Richard Fellows said...

In my CBQ article (2022) I point out that Sinaiticus has Priscus instead of Crispus at 1 Cor 1:14, and that “An Exposition of the Chapters of the Acts of the Apostles,” attributed to Pamphilius, also has Priscus instead of Crispus. Perhaps you can build on this observation.

Demian said...

The 3-column feature is a point of similarity but still one would have to explain what are the false additions that Lucian introduced in the gospels that cannot be found in the "versions of scripture which already exist in the language of many nations". Jerome seems to be referring here to something major, additions that any church father in the West, the East or in Alexandria would have easily recognized as spurious and not just about textual variants between the Byzantine and the Alexandrian manuscripts. On the one hand, certainly Lucian did not create byzantine readings that are confirmed by the antenicene fathers before him or by Jerome himself who could tell what were those additions and would not have included them in the vulgate or in his commentary on Matthew. The whole Lucian recension theory by Hort falls apart right here. On the other hand, if one could find those unique additions in codex Vaticanus that cannot be found in any other version, then the theory could begin to have some plausibility.

James Snapp Jr said...

Let's look at Jerome's three brief comments that mention Lucian (I'm drawing from Metzger for this info):
(1) ""manuscripts which are associated with the names of Lucian and Hesychius, the authority of which is perversely maintained by a few disputatious persons."

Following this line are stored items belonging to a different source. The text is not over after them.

PR #85, opened 2021-01-03
STCM tests

### LINKED ISSUE #61: Add tests for StcmLoader

Spayralbe:
- Closes #61 
- Refresh cached properties when loading STCM files
- Add `SourceToConceptMapVersion` table to test CDMs


tests/python/database/constraints/constraint_sets.py
```diff
@@ -158,6 +158,7 @@
     'fk_source_to_concept_map_source_vocabulary_id_vocabulary',
     'fk_source_to_concept_map_target_concept_id_concept',
     'fk_source_to_concept_map_target_vocabulary_id_vocabulary',
+    'fk_source_to_concept_map_version_source_vocabulary_id_v_f725',
```
alepev, line 161: I'm a bit confused by the name of this one

alepev (commented):
2 things:
- might be worth adding a test for mismatches between stcm file name and vocab ids used within the file. there are already suitable test files for this: `tests/test_data/stcm/stcm2`. I seem to remember the functionality that checks for this in the stcm code was already (partially?) implemented, see discussion in https://github.com/thehyve/delphyne/issues/57
- I was wondering about the mix of .tsv and .csv files. is .csv is something recommended in the OHDSI guidelines for stcm files, or perhaps to make them look like Usagi output files? just curious because I don't remember how we got there :P

tests/python/database/constraints/constraint_sets.py
Spayralbe: So was I 😅. But it's explained in the docs:

> When a generated name, particularly those that use the multiple-column tokens, is too long for the identifier length limit of the target database (for example, PostgreSQL has a limit of 63 characters), the name will be deterministically truncated using a 4-character suffix based on the md5 hash of the long name.

alepev: bizarre

PR #86, opened 2021-01-04
Expand event listeners

### LINKED ISSUE #82: Investigate how to capture deletions and updates
Currently only insertions are reported in `etl_stats`. How to get counts for updates and deletions when using session.query? Can we think of workarounds?

Spayralbe:
Depends on #81 

- Closes #82 
- Move all SQLAlchemy event listener methods from `database.py` into a separate `events.py` module.
- Replace Database.session property with a more intuitive `get_new_session` method.
- Change type of Database.schemas from set to frozenset to emphasize the contents are final.


wal004:
> Depends on #81

Would you be up for automatically managing dependent PRs? I built [Dpulls](https://github.com/marketplace/dpulls) to handle that - could be helpful if you often deal with dependent PRs - totally free for open source.

src/omop_etl_wrapper/database/events.py
```diff
@@ -0,0 +1,78 @@
...
+
+@event.listens_for(Session, 'after_bulk_update')
+def receive_after_bulk_update(update_context: BulkUpdate):
+    _process_bulk_event(update_context)
+
+
+@event.listens_for(Session, 'after_bulk_delete')
+def receive_after_bulk_delete(delete_context: BulkDelete):
+    print(f'Deleted {delete_context.rowcount} {delete_context.primary_table.fullname}')
+    _process_bulk_event(delete_context)
```
alepev, line 41: just a question about these: how/when do these methods get used in practice since I cannot find any reference to them elsewhere in the code? guess it's a magic trick of `@event.listerns_for`?

src/omop_etl_wrapper/database/events.py
```diff
@@ -0,0 +1,78 @@
...
+        target table
+    """
+    for record in record_containing_object:
+        placeholder_schema = record.__table__.schema
+        schema_name = Database.schema_translate_map.get(placeholder_schema, placeholder_schema)
+        table_name = record.__tablename__
+        if schema_name is None:
+            yield table_name
+        else:
+            yield '.'.join([schema_name, table_name])
```
alepev, line 61: could this also make use of  the `get_full_table_name` helper function?

alepev (approved):
Approved, though very curious to better understand how `@event.listens_for` works. Shall we also add tests for that (in a separate issue)?

src/omop_etl_wrapper/database/events.py
Spayralbe: Correct, the methods are not supposed to be called directly. They automatically trigger whenever the specific session event occurs.

src/omop_etl_wrapper/database/events.py
Spayralbe: Good point. Fixed now.

Spayralbe:
> Approved, though very curious to better understand how `@event.listens_for` works. Shall we also add tests for that (in a separate issue)?

Yes, a nice way to test them might be by checking whether the various listeners correctly capture events that are expected to be represented in `EtlTransformation` instances.

PR #88, opened 2021-01-07
Rename package to delphyne

### LINKED ISSUE #84: Naming the repository
After lengthy discussion and a poll, I think we have two come down to two good candidates, both from Greek mythology:
* Hellen/Hellenist, referring to the origin of the Greek mythology and for Hellenist a link to the Arborist
* Delphyne, referring to Python

Let's make a choice in the new year.

Spayralbe:
Closes #84 

Change all references from omop_etl_wrapper to delphyne.
- package and imports
- setup.py
- README


alepev (approved):
I couldn't find anything with the old name - except in `.gitignore`-d folders like `.nox` and similar. All good!

PR #91, opened 2021-01-11
Standard vocabulary loading

### LINKED ISSUE #15: Implement loading of standard OMOP vocabularies
Will require creating the vocabularies tables without constraints and indices.

Spayralbe:
Closes #15 depends on https://github.com/thehyve/delphyne-template/pull/55.

Add `StandardVocabLoader` to the `VocabManager` for loading the standard OMOP CDM vocabularies as downloaded from Athena (currently only for postgres, see #23).


src/delphyne/model/standard_vocab/standard_vocab_loader.py
```diff
@@ -0,0 +1,109 @@
...
+        finally:
+            connection.close()
+        transformation_metadata.end_now()
+        etl_stats.add_transformation(transformation_metadata)
+
+    def _check_vocab_tables_are_empty(self) -> None:
+        # We require all vocabulary tables to be empty beforehand, to
+        # avoid (time-consuming) accidental reloading.
+        for table_name in _STANDARD_VOCAB_TABLE_NAMES:
+            full_table_name = f'{VOCAB_SCHEMA}.{table_name}'
```
alepev, line 96: I'm a bit confused by this one. how will this match the actual vocabulary schema name at runtime, if using a placeholder name?

src/delphyne/model/standard_vocab/standard_vocab_loader.py
```diff
@@ -0,0 +1,109 @@
...
+        if not STANDARD_VOCAB_DIR.exists():
+            raise FileNotFoundError(f'standard vocabulary folder not found. '
+                                    f'Expected at {STANDARD_VOCAB_DIR}')
+        return set(get_all_files_in_dir(STANDARD_VOCAB_DIR))
+
+    def _create_table_file_mapping(self) -> None:
+        # Find the corresponding data file for each vocab table
+        for table_name in _STANDARD_VOCAB_TABLE_NAMES:
+            for vocab_file in self._standard_vocab_files:
+                if vocab_file.stem.lower() == table_name:
```
alepev, line 68: good you are checking for lowercase, I'm afraid we didn't do this in the custom vocab & stcm loaders 🤔

src/delphyne/model/standard_vocab/standard_vocab_loader.py
```diff
@@ -0,0 +1,109 @@
...
+        try:
+            cursor = connection.cursor()
+            statement = f"COPY {table} FROM STDIN WITH DELIMITER E'\t' CSV HEADER QUOTE E'\b';"
+            with vocab_file.open('rb') as f:
+                cursor.copy_expert(sql=statement, file=f)
+            transformation_metadata.insertion_counts += Counter({table: cursor.rowcount})
+            cursor.close()
+            connection.commit()
+        finally:
+            connection.close()
```
alepev, line 88: is there a suitable exception log if this goes wrong?

tests/python/model/standard_vocab/test_standard_vocab.py
```diff
@@ -0,0 +1,95 @@
...
+import tests.python.cdm.cdm600 as cdm
+from tests.python.conftest import docker_not_available
+
+pytestmark = pytest.mark.skipif(condition=docker_not_available(),
+                                reason='Docker daemon is not running')
+
+
+@pytest.fixture(scope='session')
+def base_standard_vocab_dir(test_data_dir: Path) -> Path:
+    return test_data_dir / 'standard_vocabs'
```
alepev, line 19: is this used anywhere?

alepev: nevermind

tests/python/model/standard_vocab/test_standard_vocab.py
```diff
@@ -0,0 +1,95 @@
...
+        with pytest.raises(FileNotFoundError, match=message):
+            wrapper.vocab_manager.load_standard_vocabularies()
+
+    # Temporarily remove the Base metadata, to check whether an
+    # exception is raised about vocabulary tables not being part of
+    # Base. Restore the original metadata afterwards.
+    original_metadata = copy(wrapper.db.base.metadata)
+    wrapper.db.base.metadata = MetaData()
+    with mock_standard_vocab_paths(base_standard_vocab_dir, 'vocab1'):
+        with pytest.raises(ValueError, match='Missing table "concept"'):
```
alepev, line 62: if I understand correctly, all metadata are removed, but the error is specifically for `concept` because that's the first table in alphabetical order.. right? I guess we can trust this to always be the case

tests/python/model/standard_vocab/test_standard_vocab.py
```diff
@@ -0,0 +1,95 @@
...
+    return test_data_dir / 'standard_vocabs'
+
+
+@contextmanager
+def mock_standard_vocab_paths(base_dir: Path, standard_vocab_dir_name: str):
+    """Mock global variable STANDARD_VOCAB_DIR."""
+    vocab_dir = base_dir / standard_vocab_dir_name
+    import_path = 'src.delphyne.model.standard_vocab.standard_vocab_loader.STANDARD_VOCAB_DIR'
+    with patch(import_path, vocab_dir):
+        yield
```
alepev, line 28: I was wondering why we need to mock the path like this

alepev:
Aaaaah how did this guy get committed?!?
https://github.com/thehyve/delphyne/blob/55f09d97accf6fedd379a80c86ba413b4472e647/tests/test_data/standard_vocabs/.DS_Store

src/delphyne/model/standard_vocab/standard_vocab_loader.py
alepev: I added a separate issue for that: #95

alepev (approved):
Minor comments, including getting rid of `.DS_Store` :P

src/delphyne/model/standard_vocab/standard_vocab_loader.py
Spayralbe: It doesn't. In the metadata.tables dict-like object, the keys are the full table names, of which the schema names are the placeholder schema names. Only when using these tables in a database interaction will they be replaced with the actual schema names as bound to the engine.

src/delphyne/model/standard_vocab/standard_vocab_loader.py
Spayralbe: You will get the original postgres error message encapsulated in a psycopg2 exception.

tests/python/model/standard_vocab/test_standard_vocab.py
Spayralbe: It's indeed not the optimal way to test for this exception, but creating a metadata instance with specifically one vocabulary table missing seemed more trouble than it's worth :p

tests/python/model/standard_vocab/test_standard_vocab.py
Spayralbe: In a regular run, `STANDARD_VOCAB_DIR` is a constant and the only path at which you can provide standard vocabulary files. For testing we need to mock it, because otherwise the path doesn't exist and we would have no way to test it with different input files.

Spayralbe:
> Aaaaah how did this guy get committed?!?
> https://github.com/thehyve/delphyne/blob/55f09d97accf6fedd379a80c86ba413b4472e647/tests/test_data/standard_vocabs/.DS_Store

Argh sorry, bloody DS_Store! 🙈. I'll add it to the gitignore straight away :p

src/delphyne/model/standard_vocab/standard_vocab_loader.py
alepev: OK, I think it's clear now

tests/python/model/standard_vocab/test_standard_vocab.py
alepev: I will have to remember this one, probably will be needed in other tests

PR #93, opened 2021-01-11
EtlStats reporter

### LINKED ISSUE #90: Failed transformations summary log not printed
The `_log_transformations` method only prints out successful transformations, even if some transformations failed.

My suspicion is that the failed transformation stats are filtered out here (because it `is_empty`).
https://github.com/thehyve/delphyne/blob/b9d5d300d60d85406701b8f09d29711eb5c56e78/src/delphyne/model/etl_stats/etl_stats_reporter.py#L48-L49

Spayralbe:
- Fixes #90 
- Add basic tests on what `EtlTransformation` instances are expected to end up in the summary report.

### DIFF
--- a/tests/python/model/etl_stats/test_etl_stats_reporter.py
+++ b/tests/python/model/etl_stats/test_etl_stats_reporter.py
@@ -1,0 +1,53 @@
+import logging
+from collections import Counter
+
+import pytest
+from src.delphyne.model.etl_stats import EtlStats, EtlTransformation, EtlStatsReporter
+
+from tests.python.model.etl_stats.conftest import get_etltransformation
+
+logger = logging.getLogger('test_logger')
+logger.setLevel(logging.DEBUG)
+
+
+@pytest.fixture(scope='function')
+def reporter_summary_output(request, caplog) -> str:
+    """Get summary report for the given EtlTransformation."""
+    stats = EtlStats()
+    transformation: EtlTransformation = request.param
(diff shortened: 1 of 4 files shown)


tests/python/model/etl_stats/test_etl_stats_reporter.py
```diff
@@ -0,0 +1,53 @@
...
+    stats.add_transformation(transformation)
+    reporter = EtlStatsReporter(etl_stats=stats)
+    with caplog.at_level(logging.INFO):
+        reporter.log_summary()
+    return caplog.text
+
+
+@pytest.mark.parametrize('reporter_summary_output',
+                         [get_etltransformation(name='empty_successful')],
+                         indirect=True)
```
alepev, line 27: curious: what is `indirect` for?

alepev (approved):

tests/python/model/etl_stats/test_etl_stats_reporter.py
Spayralbe: In this case, it's a way to specify you don't want to use the return value of `get_etltransformation` directly in your test, but first pass it into `reporter_summary_output` and get the output of that fixture. See [here](https://docs.pytest.org/en/stable/example/parametrize.html#indirect-parametrization).

alepev: thanks!

PR #2, opened 2019-06-28
dap and dap4 tests

lesserwhirls:
This PR does two things:

1. properly include dap4 support
2. update gretty configs such that we run dtswar and d4tswar from their published war files, which means we do not need that code in the netcdf-java repository so that we can test `httpservices`, `opendap`, and `dap4`.

Based on the branches `dap4` and `dap4.dmh`.


lesserwhirls:
Need to build on trusty for oraclejdk8 to work :-/

PR #14, opened 2019-07-05
Fix bug on Grib regular Time2D construction.

JohnLCaron:
Introduced during cleanup of 5.0, not present in 4.6.


JohnLCaron:
Not sure why .sh files got sent - must be line endings? Intellij wouldnt let me revert, probably user error.

Can resend if you need me too.

lesserwhirls:
I have that problem with .sh files sometimes, too, although I can never remember how I take care of them. I'll just commit them as you have them now and maybe we won't run into that issue in the future.

PR #16, opened 2019-07-06
Cdm-test works when netcdf4 c library is not installed.

JohnLCaron:
Also, more "problems" with git insisting that *.sh files are modified.


lesserwhirls:
I think I'm just going to remove those .sh files. They are in the git history if we need them, but they keep causing problems.

PR #17, opened 2019-07-07
Remove sleepycat (bdb) dependency.

JohnLCaron:
We have been using bdb for persistent storage, but only for GridDatasetInv.
Replace this with an in-memory cache.
Its possible we still want persistent disk storage, but its an optimization, so we need some data on what the need is to justify the complexity. We can add it back in later if needed. 

The TDS repo needs to be modified to remove references to MetadataManager. AFAICT, that repo is not yet on github. Ok to wait on this PR for that if you want.

Also ok to investigate impact before removal if you want.


lesserwhirls:
Let me chew on this one for a bit. I'm working on UGRID support in (ultimately) FMRCs and want to have that ready for the 5.0 release of the TDS. I'm a little worried that any issues that arise from this change will prevent IOOS nodes from upgrading to 5 for the UGRID support. I'm trying to get a real-time data feed of UGRID stuff so that we can have some local FMRCs to better kick the tires of these kinds of changes, but so far I've not had any luck obtaining a feed.

However, longer term (year time frame) I will be working to create a GRID feature collection (using the new coverage stuff), that keeps the functionality of FMRCs when working with coverage datasets that have run times and valid times. Once that's working, it might make sense to deprecate FMRCs?

JohnLCaron:
To clarify, this PR doesnt change any functionality, it removes the persistant cache, which would effect only performance. It keeps an in-memory cache, which gets discarded when the program exits.

My thought is to measure performance and then add a persistent cache back in, if needed, perhaps only on the server? Maybe use a pluggable persistance layer?

JohnLCaron:
Im thinking that instead of putting these into a key-value store, just write GridDatasetInv.xml next to the original, a la grib collections. 

It would be good to rework FMRC along the lines of GRIB collections, and possibly design a new summary format and GRID object model, if youre up for it.

Then on the server, use an object cache for speed.

lesserwhirls:
> My thought is to measure performance and then add a persistent cache back in, if needed, perhaps only on the server? Maybe use a pluggable persistance layer?

I think that is what is giving me pause (server side performance), at least for the inital 5.0 release. 

> Im thinking that instead of putting these into a key-value store, just write GridDatasetInv.xml next to the original, a la grib collections.

One thing I've been pondering is the ability for the TDS to move to a microservice and/or serverless architecture. In that case, a key-value store (controlled by a pluggable persistence layer) might be a better way to go?

> It would be good to rework FMRC along the lines of GRIB collections, and possibly design a new summary format and GRID object model, if youre up for it.

I think there are bits and pieces in the current `.ncx4`  (axis types, collection partitions, etc.), as well as some of the GRIB collection machinery, that could be abstracted out and used for this. Of course, that's quite possibly a very naive and dangerous view on my part.

lesserwhirls:
Ok, let's go ahead and do this. Not sure how bad ripping it out of the TDS will be, but let's not let that hold us up on netCDF-Java 5.

PR #37, opened 2019-07-27
fix "critical bugs" from sonarcloud.

JohnLCaron:
Fix 7/8 bugs. The other one is false positive.


lesserwhirls:
@dopplershift - would you mind taking a look at `cdm/src/main/java/ucar/nc2/iosp/nexrad2/Level2VolumeScan.java`? There are a lot of formatting changes, but a few others as well.

dopplershift:
@lesserwhirls I think those changes look reasonable.

lesserwhirls:
Thanks @JohnLCaron @dopplershift!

(2) "It is obvious that these writers could not emend anything in the Old Testament after the labors of the Seventy; and it was useless to correct the New, for versions of Scripture already exist in the languages of many nations which show that their additions are false."

(3) (from his Preface to Chronicles] "Alexandria and Egypt in their [copies of the] Septuagint praise Hesychius as author; Constantinople to Antioch approves the copies [containing the text] of Lucian the martyr; the middle provinces between these read the
Palestinian codices edited by Origen, which Eusebius and Pamphilus published."

In this third comment Jerome is referring to OT [LXX] MSS, not necessarily NT MSS or Gospels MSS.

For my thoughts on Hort's "Lucianic Recension" theory, see (Lecture 12).

Metzger presents another comment of Jerome which mentions Lucian:
"You must know that there is one edition which Origen and Eusebius of Caesarea and all the
Greek commentators call Koine, that is common and widespread, and is by most people now called Lucianic; and there is another, that of the Septuagint, which is found in the manuscripts of the Hexapla, and has been faithfully translated by us into Latin."
Again this pertains to texts which had the LXX's parameters, and not necessarily anything else.

Demian said...

Awesome! Looking at all those quotes together, it seems to me that Jerome is taking issue with what people wrote claiming the authority and the pen of Lucian and not with Lucian himself.